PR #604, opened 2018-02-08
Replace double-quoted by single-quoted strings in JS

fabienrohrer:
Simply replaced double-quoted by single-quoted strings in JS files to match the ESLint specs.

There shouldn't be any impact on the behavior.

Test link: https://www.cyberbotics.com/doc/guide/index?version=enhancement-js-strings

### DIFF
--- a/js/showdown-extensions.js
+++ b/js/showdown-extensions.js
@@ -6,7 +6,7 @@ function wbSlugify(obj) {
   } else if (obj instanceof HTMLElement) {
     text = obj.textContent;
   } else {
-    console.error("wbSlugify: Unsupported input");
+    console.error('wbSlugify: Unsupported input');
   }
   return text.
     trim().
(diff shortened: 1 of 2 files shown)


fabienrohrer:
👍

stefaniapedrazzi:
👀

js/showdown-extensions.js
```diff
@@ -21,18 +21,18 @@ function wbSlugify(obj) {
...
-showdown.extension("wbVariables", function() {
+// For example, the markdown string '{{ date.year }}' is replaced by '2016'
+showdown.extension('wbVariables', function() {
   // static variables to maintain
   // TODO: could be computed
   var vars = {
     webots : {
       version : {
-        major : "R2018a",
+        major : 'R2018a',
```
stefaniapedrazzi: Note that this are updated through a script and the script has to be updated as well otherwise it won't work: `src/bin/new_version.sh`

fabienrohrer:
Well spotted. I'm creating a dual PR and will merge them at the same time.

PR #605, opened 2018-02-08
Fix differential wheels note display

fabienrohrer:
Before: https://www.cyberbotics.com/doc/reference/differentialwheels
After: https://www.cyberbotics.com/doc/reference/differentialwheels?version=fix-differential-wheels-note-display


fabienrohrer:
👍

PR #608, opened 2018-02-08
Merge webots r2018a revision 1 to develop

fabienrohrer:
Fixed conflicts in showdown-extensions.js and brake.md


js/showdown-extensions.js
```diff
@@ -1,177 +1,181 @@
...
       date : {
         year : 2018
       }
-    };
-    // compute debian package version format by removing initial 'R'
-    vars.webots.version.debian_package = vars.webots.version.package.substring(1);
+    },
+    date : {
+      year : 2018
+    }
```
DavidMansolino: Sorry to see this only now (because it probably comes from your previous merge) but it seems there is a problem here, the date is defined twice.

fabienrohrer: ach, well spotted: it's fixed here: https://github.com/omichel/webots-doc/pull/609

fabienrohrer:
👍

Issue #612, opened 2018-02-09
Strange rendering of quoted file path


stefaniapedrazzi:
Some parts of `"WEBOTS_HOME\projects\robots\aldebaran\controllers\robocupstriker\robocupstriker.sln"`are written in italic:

**DIRECTIONS FOR THIS TASK**
Set down the whole of the material again, exactly.

**RESULT OF THE EXERCISE**
PR #604, opened 2018-02-08
Replace double-quoted by single-quoted strings in JS

fabienrohrer:
Simply replaced double-quoted by single-quoted strings in JS files to match the ESLint specs.

There shouldn't be any impact on the behavior.

Test link: https://www.cyberbotics.com/doc/guide/index?version=enhancement-js-strings

### DIFF
--- a/js/showdown-extensions.js
+++ b/js/showdown-extensions.js
@@ -6,7 +6,7 @@ function wbSlugify(obj) {
   } else if (obj instanceof HTMLElement) {
     text = obj.textContent;
   } else {
-    console.error("wbSlugify: Unsupported input");
+    console.error('wbSlugify: Unsupported input');
   }
   return text.
     trim().
(diff shortened: 1 of 2 files shown)


fabienrohrer:
👍

stefaniapedrazzi:
👀

js/showdown-extensions.js
```diff
@@ -21,18 +21,18 @@ function wbSlugify(obj) {
...
-showdown.extension("wbVariables", function() {
+// For example, the markdown string '{{ date.year }}' is replaced by '2016'
+showdown.extension('wbVariables', function() {
   // static variables to maintain
   // TODO: could be computed
   var vars = {
     webots : {
       version : {
-        major : "R2018a",
+        major : 'R2018a',
```
stefaniapedrazzi: Note that this are updated through a script and the script has to be updated as well otherwise it won't work: `src/bin/new_version.sh`

fabienrohrer:
Well spotted. I'm creating a dual PR and will merge them at the same time.

PR #605, opened 2018-02-08
Fix differential wheels note display

fabienrohrer:
Before: https://www.cyberbotics.com/doc/reference/differentialwheels
After: https://www.cyberbotics.com/doc/reference/differentialwheels?version=fix-differential-wheels-note-display


fabienrohrer:
👍

PR #608, opened 2018-02-08
Merge webots r2018a revision 1 to develop

fabienrohrer:
Fixed conflicts in showdown-extensions.js and brake.md


js/showdown-extensions.js
```diff
@@ -1,177 +1,181 @@
...
       date : {
         year : 2018
       }
-    };
-    // compute debian package version format by removing initial 'R'
-    vars.webots.version.debian_package = vars.webots.version.package.substring(1);
+    },
+    date : {
+      year : 2018
+    }
```
DavidMansolino: Sorry to see this only now (because it probably comes from your previous merge) but it seems there is a problem here, the date is defined twice.

fabienrohrer: ach, well spotted: it's fixed here: https://github.com/omichel/webots-doc/pull/609

fabienrohrer:
👍

Issue #612, opened 2018-02-09
Strange rendering of quoted file path


stefaniapedrazzi:
Some parts of `"WEBOTS_HOME\projects\robots\aldebaran\controllers\robocupstriker\robocupstriker.sln"`are written in italic:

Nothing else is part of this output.